There are many happy users and talented creators on Roblox’s platform. But few of these creators can make money. Although Roblox has 2 billion US dollars in revenue, 3 billion hours of travel per monthPlay time and more than 160 million users, but in 2019 only 29 developers (ie companies) have net income of more than 1 million U.S. dollars, and 3 developers have net income of more than 10 million U.S. dollars. This is very bad. More developer revenue means more developer investment and better products. However, revenue from Roblox is limited by the company’s meager payment rate.

$100 in iOS Roblox revenue (estimated to account for 75-80% of all revenue). $30 is owned by Apple, while $31 is consumed by Roblox’s core infrastructure and security costs, and the other $11 is consumed by management fees. As a result, Roblox has a total of $28 in pre-tax gross margin dollars that can be used to reinvest in its platform. This reinvestment spans three categories: R&D (making the platform better serve users and developers), user acquisition (increasing network effects, the value of individual players, and developer income), and developer payments (promoting in Roblox Create better games). Today, Roblox reinvests 23% of its revenue in research and development, 7% of its revenue is used in sales and marketing, and the above 24.5% of revenue is used to pay for developers. Therefore, its current operating profit margin is approximately -25%.

Roblox has undoubtedly enriched the content of the digital world and has driven hundreds of thousands of new digital content creators. But for every $100 it creates, it loses $25. The developer receives a net income of $24.5 (that is, before all development costs are deducted). Although Apple does not invest any risk, it collects about $30 in net profit. Today, if Roblox wants to increase developer income, the only way is to increase its losses or stop research and development, which in turn will damage the interests of Roblox and developers in the long run.

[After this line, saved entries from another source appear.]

PR #19229, opened 2026-04-23
Add agent graph store interface

rasmusrygaard:
## Summary

Persisted subagent parent/child topology currently leaks through `StateRuntime`'s SQLite-specific thread-spawn helpers. This PR introduces a narrow `AgentGraphStore` boundary so follow-up work can route graph operations through a local or remote store without coupling orchestration code directly to the state DB graph API.

## Changes

- Adds the new `codex-agent-graph-store` crate.
- Defines a flat `AgentGraphStore` trait for the v1 graph surface: upsert edge, set edge status, list direct children, and list descendants.
- Adds public graph types for `ThreadSpawnEdgeStatus`, `AgentGraphStoreError`, and `AgentGraphStoreResult`.
- Implements `LocalAgentGraphStore` on top of an existing `codex_state::StateRuntime`, preserving today's SQLite-backed `thread_spawn_edges` behavior.
- Registers the crate in Cargo/Bazel metadata.

This PR only adds the local contract and implementation; call-site migration and the remote gRPC store are left to the follow-up PRs in the stack.

## Testing

- `cargo test -p codex-agent-graph-store`

The new unit tests cover local parity with the existing `StateRuntime` graph methods, `Open`/`Closed` filtering, status updates, and stable breadth-first descendant ordering.

### DIFF
--- a/codex-rs/agent-graph-store/src/local.rs
+++ b/codex-rs/agent-graph-store/src/local.rs
@@ -155,9 +155,9 @@ mod tests {
         let fixture = state_runtime().await;
         let state_db = fixture.state_db;
         let store = LocalAgentGraphStore::new(state_db.clone());
-        let parent_thread_id = thread_id(1);
-        let first_child_thread_id = thread_id(2);
-        let second_child_thread_id = thread_id(3);
+        let parent_thread_id = thread_id(/*suffix*/ 1);
+        let first_child_thread_id = thread_id(/*suffix*/ 2);
+        let second_child_thread_id = thread_id(/*suffix*/ 3);
 
         store
             .upsert_thread_spawn_edge(
@@ -177,7 +177,7 @@ mod tests {
             .expect("open child edge should insert");
 
         let all_children = store
-            .list_thread_spawn_children(parent_thread_id, None)
+            .list_thread_spawn_children(parent_thread_id, /*status_filter*/ None)
             .await
             .expect("all children should load");
         assert_eq!(
@@ -211,8 +211,8 @@ mod tests {
         let fixture = state_runtime().await;
         let state_db = fixture.state_db;
         let store = LocalAgentGraphStore::new(state_db);
-        let parent_thread_id = thread_id(10);
-        let child_thread_id = thread_id(11);
+        let parent_thread_id = thread_id(/*suffix*/ 10);
+        let child_thread_id = thread_id(/*suffix*/ 11);
 
         store
             .upsert_thread_spawn_edge(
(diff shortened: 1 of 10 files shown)


codex-rs/agent-graph-store/src/local.rs
```diff
@@ -0,0 +1,340 @@
...
+        &self,
+        parent_thread_id: ThreadId,
+        child_thread_id: ThreadId,
+        status: ThreadSpawnEdgeStatus,
+    ) -> AgentGraphStoreResult<()> {
+        self.state_db
+            .upsert_thread_spawn_edge(parent_thread_id, child_thread_id, to_state_status(status))
+            .await
+            .map_err(internal_error)
+    }
```
rasmusrygaard, line 44: Implementation should match what's already in the repo. Will point those callers at this code eventually

codex-rs/agent-graph-store/src/local.rs
```diff
@@ -0,0 +1,340 @@
...
+    ) -> AgentGraphStoreResult<Vec<ThreadId>> {
+        if let Some(status) = status_filter {
+            return self
+                .state_db
+                .list_thread_spawn_children_with_status(parent_thread_id, to_state_status(status))
+                .await
+                .map_err(internal_error);
+        }
+
+        let mut open_children = self
```
jif-oai: This "all children" branch does two separate reads. If a child flips status between them it can disappear or show up twice here, and any future/unknown status gets silently dropped instead of being returned as "all"

codex-rs/agent-graph-store/src/store.rs
```diff
@@ -0,0 +1,38 @@
+use async_trait::async_trait;
+use codex_protocol::ThreadId;
+
+use crate::AgentGraphStoreResult;
+use crate::ThreadSpawnEdgeStatus;
+
+/// Storage-neutral boundary for persisted thread-spawn parent/child topology.
+#[async_trait]
+pub trait AgentGraphStore: Send + Sync {
```
jif-oai, line 12: Could we doc a bit more the trait? For example the impact of `status_filter` on `list_thread_spawn_descendants` is not trivial to me

codex-rs/agent-graph-store/src/types.rs
```diff
@@ -0,0 +1,11 @@
+use serde::Deserialize;
+use serde::Serialize;
+
+/// Lifecycle status attached to a directional thread-spawn edge.
+#[derive(Clone, Copy, Debug, PartialEq, Eq, Serialize, Deserialize)]
```
jif-oai, line 5: Nit, the existing `DirectionalThreadSpawnEdgeStatus` is using `snake_case` for serialization. We should unify otherwise it's an open door to later bugs

jif-oai (approved):
Ok after my comments

codex-rs/agent-graph-store/src/local.rs
rasmusrygaard: Good catch! Seems like a behavior we should fix in list_agent_subtree_thread_ids and upload_feedback where we call the logical method here. Will fix in the interface for now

Roblox’s economic benefits should improve as the scale expands. The growth of management expenses, sales and marketing should be slower than the growth of revenue. However, this will only free up a few percentage points to make up for major losses, or slightly increase the developer’s revenue share. R&D should also provide some scale-related profit margin improvements, but fast-growing companies should not use R&D operating levers to achieve profitability. The company’s two largest costs account for approximately 61% of revenue and are basically fixed. The infrastructure is mainly scaled with the increase in usage. As the platform expands its concurrency capacity and expands to the VR field, its cost will become higher and higher. And Roblox does not control store fees, which is entirely determined by the platform.